Qoelet è a suo modo un autore in apparenza cinico e disincantato, che vuole suscitare problemi sulla vita umana e sulle sue manifestazioni. Si pone come un uomo normale, e vede che l'esistenza umana non pare rispondente a una supposta razionalità divina, e neppure alla ragione umana oggettivamente intesa. La vita umana è inutile, è vana, «è sprecata», come dice la retorica di certo esistenzialismo moderno. E il «tutto è vano», suona come una monotona inflessione dell’Ecclesiaste. È vano il bene in ogni suo aspetto. Altrettanto è vano il male in ogni suo aspetto. Ecco il disincanto. Certo. Ma poi l'autore misterioso alla fine offre la soluzione positiva ai vv. 12,1: «Fa' memoriale del Creatore tuo...», e in 12,13-14 dà anche la soluzione certa e serena, richiamando alla realtà vera:
Temi Dio e osserva i suoi comandamenti...
e quanto avviene, Dio porterà nel Giudizio,
per ogni errare, sia esso buono, sia esso malvagio.

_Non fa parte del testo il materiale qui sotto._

PR #20678, opened 2019-10-22
feat: Add Secure Keyboard Entry APIs in macOS

mtgto:
#### Description of Change

Add two APIs to `app` to control `Secure Keyboard Entry`.

In macOS, there is a way to protect from other processes listen keyboard input event.
https://developer.apple.com/library/archive/technotes/tn2150/_index.html

To enable it, we call `EnableSecureEventInput`, which available since Mac OS X 10.3.

This functions helps the apps become more security like https://github.com/bitwarden/desktop/issues/298

`app.setSecureKeyboardEntryEnabled(enabled)` protects your application (your process) from listening keyboard input events. You have to disable before quit application.

`app.isSecureKeyboardEntryEnabled()` returns true if you already called `app.setSecureInputEnabled(true)`.

To confirm your application is protected or not, below command is helpful.

```console
ioreg -l -w 0 | grep kCGSSessionSecureInputPID
```

I write sample Electron app to test this PR is working. (2020-05-17 added)
https://github.com/mtgto/electron-secure-event-input-sample

I test with [Swift-Keylogger](https://github.com/SkrewEverything/Swift-Keylogger) whether this API protect from keylogger.
[Here is my electron sample](https://gist.github.com/mtgto/6f26b79e3f23b466357440e04544bc45).

Password textfield is already protected by Chromium, but plain textfield is not.
I confirmed this API protect plain textfield from keylogger.

Here is the list of other open source softwares use the API.

Chromium
https://cs.chromium.org/chromium/src/ui/base/cocoa/secure_password_input.mm

iTerm2
https://github.com/gnachman/iTerm2/blob/master/sources/iTermSecureKeyboardEntryController.m

#### Checklist

- [ ] `npm test` passes(https://github.com/electron/electron/blob/master/docs/development/testing.md)

`npm test` failed in my environment:
```
error /Users/user/work/js/electron/electron-gn/src/electron/spec/node_modules/is-valid-window: Command failed.
Exit code: 1
Command: node-gyp rebuild
Arguments:
Directory: /Users/user/work/js/electron/electron-gn/src/electron/spec/node_modules/is-valid-window
Output:
gyp: /Users/user/work/js/electron/electron-gn/src/out/Debug/gen/node_headers/common.gypi not found (cwd: /Users/user/work/js/electron/electron-gn/src/electron/spec/node_modules/is-valid-window) while reading includes of binding.gyp while trying to load binding.gyp
```

#### Release Notes

Notes: add `app.isSecureInputEnabled()` and `app.setSecureInputEnabled(enabled)` to manage [Secure Keyboard Entry](https://developer.apple.com/library/archive/technotes/tn2150/_index.html) in macOS.

### DIFF
--- a/docs/api/app.md
+++ b/docs/api/app.md
@@ -1280,33 +1280,28 @@ app.moveToApplicationsFolder({
 
 Would mean that if an app already exists in the user directory, if the user chooses to 'Continue Move' then the function would continue with its default behavior and the existing app will be trashed and the active app moved into its place.
 
-### `app.isSecureInputEnabled()` _macOS_
+### `app.isSecureKeyboardEntryEnabled()` _macOS_
 
 Returns `Boolean` - whether `Secure Keyboard Entry` is enabled.
 
-This function might return `true` even if you have not called `app.setSecureInputEnabled(true)`
-but other process already called.
-For instance, Terminal.app has a menu item `Secure Keyboard Entry` in `Terminal` menu.
-If you already set enabled it, this method always returns `true`.
-You need to `app.setSecureInputEnabled(true)` to protect from other process listens input events.
+By default this API will return `false`.
 
-For details, see [TN2150](https://developer.apple.com/library/content/technotes/tn2150/_index.html).
+On _Linux_ and _Windows_, this API will return `false`.
 
-### `app.setSecureInputEnabled(enabled)` _macOS_
+### `app.setSecureKeyboardEntryEnabled(enabled)` _macOS_
 
 * `enabled` Boolean - Enable or disable `Secure Keyboard Entry`
 
-Set `Secure Keyboard Entry` is enabled.
+Set the `Secure Keyboard Entry` is enabled in your application.
 
-This function is protect from other process listens input events.
+By using this API, important information such as password and other sensitive information can be prevented from being intercepted by other processes.
 
-After you enable it, you should disable before application quited.
+See [Apple's documentation](https://developer.apple.com/library/archive/technotes/tn2150/_index.html) for more
+details.
 
-```js
-app.on('quit', () => {
-  app.setSecureInputEnabled(false)
-})
-```
+**Note:** Enable only when it is needed and disable it when it is no longer needed.
+
+On _Linux_ and _Windows_, this API will do nothing.
 
 ## Properties
 
--- a/docs/api/app.md
+++ b/docs/api/app.md
@@ -1304,7 +1304,7 @@ After you enable it, you should disable before application quited.
 
 ```js
 app.on('quit', () => {
-  app.setSecureInputEnabled(false);
+  app.setSecureInputEnabled(false)
 })
 ```
 
--- a/docs/api/app.md
+++ b/docs/api/app.md
@@ -1280,6 +1280,34 @@ app.moveToApplicationsFolder({
 
 Would mean that if an app already exists in the user directory, if the user chooses to 'Continue Move' then the function would continue with its default behavior and the existing app will be trashed and the active app moved into its place.
 
+### `app.isSecureInputEnabled()` _macOS_
+
+Returns `Boolean` - whether `Secure Keyboard Entry` is enabled.
+
+This function might return `true` even if you have not called `app.setSecureInputEnabled(true)`
+but other process already called.
+For instance, Terminal.app has a menu item `Secure Keyboard Entry` in `Terminal` menu.
+If you already set enabled it, this method always returns `true`.
+You need to `app.setSecureInputEnabled(true)` to protect from other process listens input events.
+
+For details, see [TN2150](https://developer.apple.com/library/content/technotes/tn2150/_index.html).
+
+### `app.setSecureInputEnabled(enabled)` _macOS_
+
+* `enabled` Boolean - Enable or disable `Secure Keyboard Entry`
+
+Set `Secure Keyboard Entry` is enabled.
+
+This function is protect from other process listens input events.
+
+After you enable it, you should disable before application quited.
+
+```js
+app.on('quit', () => {
+  app.setSecureInputEnabled(false);
+})
+```
+
 ## Properties
 
 ### `app.accessibilitySupportEnabled` _macOS_ _Windows_
--- a/docs/api/app.md
+++ b/docs/api/app.md
@@ -1286,8 +1286,6 @@ Returns `Boolean` - whether `Secure Keyboard Entry` is enabled.
 
 By default this API will return `false`.
 
-On _Linux_ and _Windows_, this API will return `false`.
-
 ### `app.setSecureKeyboardEntryEnabled(enabled)` _macOS_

Tenuto conto di questo, si comprende il «Vanità delle vanità..., e tutto è vanità», ripetuto dal sapiente come un ritornello monotono e fastidioso (Qo 1,1.2.11.14.17.19.21.23.26; 7,20; 12,8, etc; vedi anche Sal 38,6). Davanti a Dio, è vano che l'uomo si agiti senza portare a nulla, poiché tutto finisce, nulla resta. Ecco, ad esempio un uomo fatica per conseguire la sapienza, la dottrina vitale, il prodigarsi utile, mentre l'ozioso attende tranquillo che quello muoia e lasci tutto a lui, che non ha mosso un dito per conseguirlo. E il contenuto della parabola evangelica vista poco sopra. L'autore esclama in modo ironico, e anche doloroso: perciò anche questo è vanità, un grande male (v. 2,21). Infatti, si chiede ancora, mentre vedeva la luce del sole quello ha tribolato con tutta la sua attività faticosa, materiale e spirituale, anzi nella sofferenza e nella tensione spirituale (1,3; anche 1,14), e a che gli è giovato? A nulla (v. 2,22). L'analisi della sua vita rivela che lungo la sua esistenza egli conobbe solo dolori e amarezze, e per questo non dorme neppure la notte (Gb 5,7; 14,1). «E questo forse non è vanità?» (v. 2,23). L'esistenza è breve, è problematica, non si sa se valga la pena di viverla.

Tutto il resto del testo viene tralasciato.